=== INSTRUCTIONS TO FOLLOW ===
Where does the string "repeat" occur in the records below? Copy every line that holds it.

=== MATERIAL FOR THIS TASK ===
PR #2899, opened 2023-08-22
SegmentedLineRepresentation to connect widget handles 

PaulHax:
Not sure we want to burden the repo with this niche possibly duplicate code, but tossing this out there.

### Context

I wanted to click on a segment of the PolyLineWidget and insert a handle in the middle of the line. 
https://discourse.vtk.org/t/picking-tube-between-points-of-polylinewidget/12154

### Results

Ran with @finetjul suggestion to use a Glyph mapper with cylanders to connect the points of a line.  Can get the index of the cylander from WidgetManager
`const insertHandleIndex = widgetManager.getSelections()[0].getProperties().compositeID + 1;`

### Changes

### PR and Code Checklist

### Testing

- [ ] Tested environment:
  - **vtk.js**: 
  - **OS**: 
  - **Browser**:

### DIFF
--- a/Sources/Widgets/Representations/SegmentedLineRepresentation/example/index.js
+++ b/Sources/Widgets/Representations/SegmentedLineRepresentation/example/index.js
@@ -1,0 +1,56 @@
+import '@kitware/vtk.js/favicon';
+
+// Load the rendering pieces we want to use (for both WebGL and WebGPU)
+import '@kitware/vtk.js/Rendering/Profiles/All';
+
+import vtkFullScreenRenderWindow from '@kitware/vtk.js/Rendering/Misc/FullScreenRenderWindow';
+import vtkStateBuilder from '@kitware/vtk.js/Widgets/Core/StateBuilder';
+
+import vtkSegmentedLineRepresentation from '@kitware/vtk.js/Widgets/Representations/SegmentedLineRepresentation';
+
+// ----------------------------------------------------------------------------
+// Standard rendering code setup
+// ----------------------------------------------------------------------------
+
+const fullScreenRenderer = vtkFullScreenRenderWindow.newInstance({
+  background: [0, 0, 0],
+});
+const renderer = fullScreenRenderer.getRenderer();
+const renderWindow = fullScreenRenderer.getRenderWindow();
+
+// -----------------------------------------------------------
+// State
+// -----------------------------------------------------------
+
+const compositeState = vtkStateBuilder
+  .createBuilder()
+  .addDynamicMixinState({
+    labels: ['handles'],
+    mixins: ['origin'],
+    name: 'handle',
+  })
+  .build();
+
+const z = -50;
+const points = [
+  [0, 0, z],
+  [5, 0, z],
+  [5, 10, z],
+];
+points.forEach((point) => {
+  const handle = compositeState.addHandle();
+  handle.setOrigin(point);
+});
+
+// -----------------------------------------------------------
+// Representation
+// -----------------------------------------------------------
+
+const widgetRep = vtkSegmentedLineRepresentation.newInstance({
+  scaleInPixels: false,
+});
+widgetRep.setInputData(compositeState);
+widgetRep.setLabels(['handles']);
+widgetRep.getActors().forEach(renderer.addActor);
+
+renderWindow.render();
--- a/Sources/Widgets/Representations/SegmentedLineRepresentation/example/index.js
+++ b/Sources/Widgets/Representations/SegmentedLineRepresentation/example/index.js
@@ -34,8 +34,9 @@ const compositeState = vtkStateBuilder
 const z = -50;
 const points = [
   [0, 0, z],
-  [5, 0, z],
-  [5, 10, z],
+  [5, 5, z],
+  [3, 10, z],
+  [5, 15, z],
 ];
 points.forEach((point) => {
   const handle = compositeState.addHandle();
@@ -48,6 +49,7 @@ points.forEach((point) => {
 
 const widgetRep = vtkSegmentedLineRepresentation.newInstance({
   scaleInPixels: false,
+  // closePolyLine: true,
 });
 widgetRep.setInputData(compositeState);
 widgetRep.setLabels(['handles']);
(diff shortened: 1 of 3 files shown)


finetjul (commented):
why not derive from vtkGlyphRepresentation ? 

I'm not sure about the SegmentedLineRepresentation. How about LineGlyphRepresentation ?

PaulHax:
`LineGlyphRepresentation` makes sense.  

I did not see how `GlyphRepresentation`'s polydata from state mixins helped me.  I would have needed to override them all and repeat the points iteration in each.  https://github.com/Kitware/vtk-js/pull/2899/files#diff-a7d2b7d96e3c0ce1c14f718829973230f2e3ee06fd6542c28dc6bc39d684475eR115-R139

Did I miss some nice feature GlyphRepresntation would have helped with?

finetjul:
You indeed would have had to overwrite `scale3` and `direction`. I think the `origin` could have stayed as is. The origin of the cylinder glyph would have had to be at the start of the segment instead of its middle.
The overrides could then have been passed as `initialValues` of the `vtkGlyphRepresentation.extend()` constructor. Of course you would have had also to override `hasMixin()` to force it to return `true` even if the states do not hold them.

I do not think it's a problem to repeat the point iteration in each mixin function, it does not change the order of magnitude. Each mixin are small enough to be readable.

I've been thinking that it would be nice if your polyline had "joints" between each segment. This could be done by adding spheres (of diameter the same as the line thickness) at each point handle. You would need however 2 glyphmappers though.

PaulHax:
Ah, setting the center on the cylander glyph means we don't have to compute the center of the segments.  Good tip.

If there was a 1 to 1 state mixin to PolyData array relationship,  GlyphRepresentation seems helpful.  In this case, OriginMixin makes 3 arrays, (position, orientation, scale.)  

Regarding joints, should we keep this simple and ask the using Widgets to use `vtkSphereHandleRepresentation` for them?  That is the original goal for this, to have pickable segments between handles.

finetjul:
> If there was a 1 to 1 state mixin to PolyData array relationship, GlyphRepresentation seems helpful. In this case, OriginMixin makes 3 arrays, (position, orientation, scale.)

Where did you see that OriginMixin makes 3 arrays ?


> Regarding joints, should we keep this simple and ask the using Widgets to use vtkSphereHandleRepresentation for them? That is the original goal for this, to have pickable segments between handles.

Good idea, can you update your example to demonstrate that, that will make the screenshot more appealing.

PaulHax:
Incopreated finetjul's GlyphRepresentation rewrite from here
https://github.com/Kitware/vtk-js/commit/3a9c0442ff819d2d11d6dad71361f6158d7d1f73

Added sphere joints to the example.

Sources/Widgets/Representations/LineGlyphRepresentation/example/index.js
```diff
@@ -0,0 +1,68 @@
...
+// Representation
+// -----------------------------------------------------------
+
+const widgetRep = vtkLineGlyphRepresentation.newInstance({
+  scaleInPixels: false,
+  lineThickness: 0.5, // radius of the cylinder
+});
+widgetRep.setInputData(compositeState);
+widgetRep.setLabels(['handles']);
+widgetRep.getActors().forEach(renderer.addActor);
```
finetjul, line 58: a representation is a prop, therefore you shouldn't have to manually add all the actors of the representation to the renderer. Adding the representation to the renderer should be enough...

Sources/Widgets/Representations/LineGlyphRepresentation/index.js
```diff
@@ -0,0 +1,141 @@
...
+        vtkCylinderSource.newInstance({
+          direction: [1, 0, 0],
+          center: [0.5, 0, 0],
+          capping: false,
+        }),
+      ...initialValues?.pipeline,
+    },
+    applyMixin: {
+      noScale: cylinderScale(publicAPI, model),
+      scale1: cylinderScale(publicAPI, model),
```
finetjul, line 112: I can see some cases where a scale mixin is provided and we want to consider it to scale the cylinders.
Maybe you could add a vtkLineGlyphRepresentation property to "ignore" the scale mixin (e.f. forceLineThickness:bool)

Sources/Widgets/Representations/LineGlyphRepresentation/example/index.js
PaulHax: When i change line 58 to `renderer.addActor(widgetRep);` getting runtime error
```
index.js:339 Uncaught TypeError: prop.getBounds is not a function
    at publicAPI.computeVisiblePropBounds (index.js:339:29)
```
Guess prop is not quite an actor?

finetjul: fair enough.

I guess a representation could be considered as an actor, but there must have been a good reason why it is just a prop (the widget view is however an actor with nested props being representations).

WDYT @floryst ?

Sources/Widgets/Representations/LineGlyphRepresentation/index.js
PaulHax: Added the `forceLineThickness` flag.

finetjul (approved):
LGTM

Documentation/content/examples/index.md
```diff
@@ -68,7 +68,7 @@ This will allow you to see the some live code running in your browser. Just pick
 [![ResliceCursorWidget Example][ResliceCursorWidget]](./ResliceCursorWidget.html "Axial Coronal and Sagittal MPR/Oblique/Reformatted/Resliced/Slab/MIP views")
 [![ShapeWidget Example][ShapeWidget]](./ShapeWidget.html "2D shape widgets with text information")
 [![SphereWidget Example][SphereWidget]](./SphereWidget.html "2D sphere widget controlled with radius")
-[![SplineWidget Example][SplineWidget]](./PaintWidget.html "Widget to draw open or closed (triangularized) sharp/smooth polygon widget")
```
finetjul, line 71: oopsie

Sources/Widgets/Representations/LineGlyphRepresentation/example/index.js
floryst: I guess because representations could be 2D as well. This is probably fine for the examples, as representations are not typically used directly.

=== OUTPUT FOR THIS EXERCISE ===
I did not see how `GlyphRepresentation`'s polydata from state mixins helped me.  I would have needed to override them all and repeat the points iteration in each.  https://github.com/Kitware/vtk-js/pull/2899/files#diff-a7d2b7d96e3c0ce1c14f718829973230f2e3ee06fd6542c28dc6bc39d684475eR115-R139
I do not think it's a problem to repeat the point iteration in each mixin function, it does not change the order of magnitude. Each mixin are small enough to be readable.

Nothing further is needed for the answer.